Virtual threads slower than single threads

440 views Asked by At

I have a a number of tasks where work can be done in parallel. I have tried this single-threaded and multi-threaded. Code is as follows:

private MyTaskResult doTasks( ... ) {
  
    try ( var scope = new StructuredTaskScope.ShutdownOnFailure() ) {
  
      var negTask =
        MyTask.create(
          ...
        );
  
      var posTask =
        MyTask.create(
          ...
        );
  
      var negTaskFuture = (
        CoreConfig.useMultipleThreads() ?
        scope.fork( negTask::task ) :
        new ImmediateFuture<>( negTask.task() )
      );
      
      var posTaskFuture = (
        CoreConfig.useMultipleThreads() ?
        scope.fork( posTask::task) :
        new ImmediateFuture<>( posTask.task() )
      );
  
      scope.join();
      scope.throwIfFailed();
  
      return new MyTaskResult(
        negTaskFuture.resultNow(),
        posTaskFuture.resultNow()
      );
  
    }
    catch ( InterruptedException | ExecutionException ex ) {
      throw new Error( ex );
    }
    
  }

Timings for single threaded execution are typically around 3ms for each of the two tasks, with some overhead, for 7ms total. Timings for multi-threaded execution are 9ms each task with some overhead for 11ms total. There is some inconsistency in the timings, with one task sometimes taking as little as 3ms and the other taking the usual 9ms. The task objects are created with their own data items (strictly immutable) and do not interact with other sources of data. The tasks do some calculations and create a data structure accordingly.

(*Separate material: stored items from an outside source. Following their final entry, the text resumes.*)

PR #742, opened 2026-08-28
DIVE-3792: codex agents start their Telegram listen loop on boot

lodar:
## The defect

codex was the **one fork with no cold-start kick**. The reasoning is written into the grok branch's own comment:

> grok cold-start kickoff (telegram only). Unlike codex (whose MCP server boots with the process), grok lazy-loads its telegram MCP server only once a chat session starts…

That is true, and it is not sufficient. **Booting the MCP server is not the same as the model CALLING the tool.** The listen loop only exists once codex issues `wait_for_message`, and on a cold start nothing prompts it to. The comment treats "server is up" as "agent is listening"; they are different claims, and only the second is the one customers experience.

`antigravity` already carries a kick for precisely this reason — its own comment says *"agy's telegram MCP server is wired, but agy won't call wait_for_message until it's prompted"*. codex is the same class and was excluded on a distinction that does not hold.

## Measured on a customer box, 2026-08-28

After a unit restart the agent sat at a fresh codex TUI and never called `wait_for_message`. The pane carried the startup splash **and nothing else, from 05:53 to 08:38**, while every health signal read green — unit `active`, bridge process up, 60s heartbeat polling normally. Inbound Telegram found no listener, so the bridge raised `not responding — cause unknown` instead of delivering.

Typing the kick text in by hand armed it **immediately**: the agent replied "I'm re-arming the Telegram listener now", called `telegram.wait_for_message({})` and served normally. So the TUI accepted keystrokes, the MCP server was connected, and the model was willing. Nobody had ever asked it to start listening.

The plugin's **server-side** kick (which fires on an inbound message) is not a substitute — it is what normally closes this window, so when it does not land, the window never closes and the agent stays deaf until a human types.

## The change

Reuses DIVE-3791's `coldstart_kick_submit` rather than adding a second sender, so codex inherits the verified Enter and the Enter-only retry.

Three guards, because this types into a live TUI:

| guard | why |
|---|---|
| break without typing if the pane already shows `wait_for_message` | the plugin's inbound kick won the race; a second kick would queue a re-arm behind the first |
| never type while `Hooks need review` is up (`continue`, not `break`) | the accepter above owns that dialog and answers it Down+Enter; a kick landing there would answer a dialog with prose. The dialog is transient, so we still want to kick once it clears |
| ready marker is the **splash line**, not the composer placeholder | the placeholder is version-specific — v0.150.1 renders `Ask Codex to do anything`, v0.146.0 renders `Implement {feature}` — so keying on it would silently no-op on half the fleet |

Single-fire; the server-side watchdog owns every subsequent re-arm.

## Test

`tests/rearm_loop_regression_unit.sh` now grades **three** kick blocks instead of two. The shared marker alternation (`for shortcuts\|Resume session`) is replaced by a **per-block map**, so each block must carry ITS OWN marker — the old form would have passed a codex block with grok's marker copy-pasted into it.

**72/0 → 75/0.** Mutants run against the product file, all caught:

```
codex kick block deleted entirely            72 pass / 1 fail
grok's marker copy-pasted into codex block   74 pass / 1 fail   <- the arm the per-block map adds
bare Enter instead of coldstart_kick_submit  73 pass / 2 fail
restored                                     75 pass / 0 fail
```

All **11** harnesses referencing `5dive-agent-start` exit `HARNESS-RC=0`. `bash -n` clean on both changed shell files.

The new block uses the house `if …; then break; fi` form rather than `cmd && break`: this file runs under `set -euo pipefail`, and while a non-final command in an `&&` list is exempt from `set -e`, that is a subtlety not worth carrying on a boot path.

## Ship path

`5dive-cli` installs by TAG, so this reaches nobody until a release cut. The cut that just went out (**v0.23.1**, `3485255`) carries DIVE-3785 and DIVE-3791 but **not** this — it needs the next one.

**This is time-boxed:** the affected customer box restarts agents on its ~03:00 nightly. The agent armed by hand today goes deaf again at that restart unless this has landed and been cut first.

### DIFF
--- a/5dive-agent-start
+++ b/5dive-agent-start
@@ -1821,6 +1821,57 @@ if [[ "$TYPE" == "antigravity" && "$CHANNELS" == "telegram" ]]; then
   ) &
 fi
 
+# codex cold-start kickoff (telegram only). DIVE-3792.
+#
+# codex was the ONE fork with no cold-start kick, and the comment on grok's
+# branch above says why: "Unlike codex (whose MCP server boots with the
+# process)". That is true and it is not sufficient. Booting the MCP server is
+# not the same as the MODEL calling the tool — the listen loop only exists once
+# codex issues wait_for_message, and on a cold start nothing prompts it to. agy
+# is the same class and already has a kick for exactly this reason ("agy's
+# telegram MCP server is wired, but agy won't call wait_for_message until it's
+# prompted"); codex was left out on a distinction that does not hold.
+#
+# Measured on a CUSTOMER box 2026-08-28: after a restart the pane carried the
+# startup splash and nothing else for 2h40m, every health signal read green, and
+# inbound Telegram found no listener — the bridge raised "not responding — cause
+# unknown" instead of delivering. Typing this same text in by hand armed it
+# immediately. The plugin's SERVER-SIDE kick (which fires on an inbound message)
+# is not a substitute: it is what closes this window normally, so when it does
+# not land the window never closes and the agent is deaf until a human types.
+#
+# Three guards, because this types into a live TUI:
+#   * SKIP IF ALREADY LISTENING. If the plugin's inbound kick beat us to it the
+#     pane already shows wait_for_message; kicking again would queue a second
+#     re-arm behind the first. Break, do not fire.
+#   * NEVER TYPE INTO THE HOOKS DIALOG. The first-run "Hooks need review" prompt
+#     is owned by the accepter above and answered with Down+Enter; a kick landing
+#     there would answer the dialog with prose. `continue`, not `break` — the
+#     dialog is transient and we still want to kick once it clears.
+#   * READY MEANS SPLASH + COMPOSER. The splash line is the one marker stable
+#     across codex versions (the composer PLACEHOLDER is not: v0.150.1 renders
+#     "Ask Codex to do anything", v0.146.0 "Implement {feature}", so keying on
+#     it would silently no-op on half the fleet).
+#
+# Single-fire; the server-side watchdog owns every subsequent re-arm. Send is
+# coldstart_kick_submit, which verifies its own Enter and retries the ENTER only
+# (DIVE-3791) — never the text, which would concatenate onto a stranded line.
+if [[ "$TYPE" == "codex" && "$CHANNELS" == "telegram" ]]; then
+  (
+    for _ in $(seq 1 30); do
+      sleep 2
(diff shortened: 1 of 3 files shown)


lodar:
## Iteration 2 — 94144d4

Addresses quinn's reject: the two guards the row named as must-get-right were **ungraded**. Deleting either from the codex block left the harness at 75/0.

**Section 3 now carries a `_MUST` map beside `_READY`** — per block, one regex plus the behaviour it protects. Only codex declares guards today; grok and antigravity declare none, and the loop skips them rather than asserting vacuously.

**Plus an arm on the reasoning error itself**, which is the actual bug. grok's comment still opened `Unlike codex (whose MCP server boots with the process)` — the exact claim this row was filed against, and false. Rewritten, and a static arm fails if it comes back.

**Guard (a)'s trigger string is no longer taken on report.** `5dive-ai/5dive-plugins@origin/main`, `plugins/telegram-codex/server.ts`: `REARM_KICK_TEXT` (L2834) reads *"A Telegram message is waiting: call wait_for_message now to receive it, then reply."* and L3021 sends it with `sendKeysAsync(name, ['-l', REARM_KICK_TEXT])`, so the literal does land in the pane.

### Mutants — 72/0 (pre-3792) → 75/0 (iter 1) → **78/0**

| mutant | result | arm tripped |
| --- | --- | --- |
| guard (a) `wait_for_message` break deleted | 77/1 | codex kick does not type when the pane already shows wait_for_message |
| guard (b) `Hooks need review` continue deleted | 77/1 | codex kick does not type while the first-run dialog is up |
| stale `Unlike codex (whose MCP server boots` reinstated | 77/1 | no comment still claims codex needs no kick |
| grok's marker copy-pasted into the codex block | 77/1 | codex kick block body carries its own ready marker |
| bare Enter instead of the verified submit | 76/2 | calls coldstart_kick_submit · fires no bare Enter |
| whole codex block deleted | 73/1 | codex kick block is uniquely locatable |

All 11 harnesses referencing `5dive-agent-start` exit `HARNESS-RC=0`; `bash -n` clean on both files.

### Known limit of the new arms

`_MUST` matches the guard on one line. Reformatting a guard across two lines (`then` / newline / `break`) fails the arm with the guard intact — a false FAIL, not a false pass, which is the safe direction for a control whose job is to notice a deletion.

### Not in this PR

Loop exhaustion is silent in all three blocks — no warn, no breadcrumb if the ready marker never appears in the window. Same invisible-failure shape as the outage, pre-existing, filed as **DIVE-3793**.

My expectation was that single-threaded execution time of 7ms elapsed would be accelerated to 4/5ms elapsed. This example is not important but it is not the only place where I am doing this work. I have similar results from other blocks of code. I did not present those examples because they reference a central data repository and all the spawned threads must contend for read and write access (I have used ReentrantReadWriteLock), so in that case there could be blocking. Even so the results are similar to the case I have presented above, with muti-threading taking 2-3x as long, albeit with larger number of threads. Note synchronized is not used.

I must be doing something dumb. Please help ?

Environment is IntelliJ, latest version.

1

There are 1 answers

0
ljm599 On

I did eventually solve this problem. It took some time because the program is moderately complex and a lot of re-writing and experimentation was required. Contention accessing a large shared object central to the calculation was the cause in some of the cases. Contention appears to approach 100% and access to this object appears to have been the limiting factor.

Removal of the contention then revealed a set of [less] contended logs and timers which were also reducing performance. Removal of contention on these objects then resulted in the expected performance improvements.

The lesson I took from this is that in that achieving performance improvements through concurrency is not straightforward in cases with significant shared resources.

In my case a partial solution required a complete re-write to remove all contention and store the results of the calculations run in each thread, to be later merged into the shared central resource. This merging had additional costs because the threads run similar calculations in parallel resulting in some data duplication that had to be dealt with.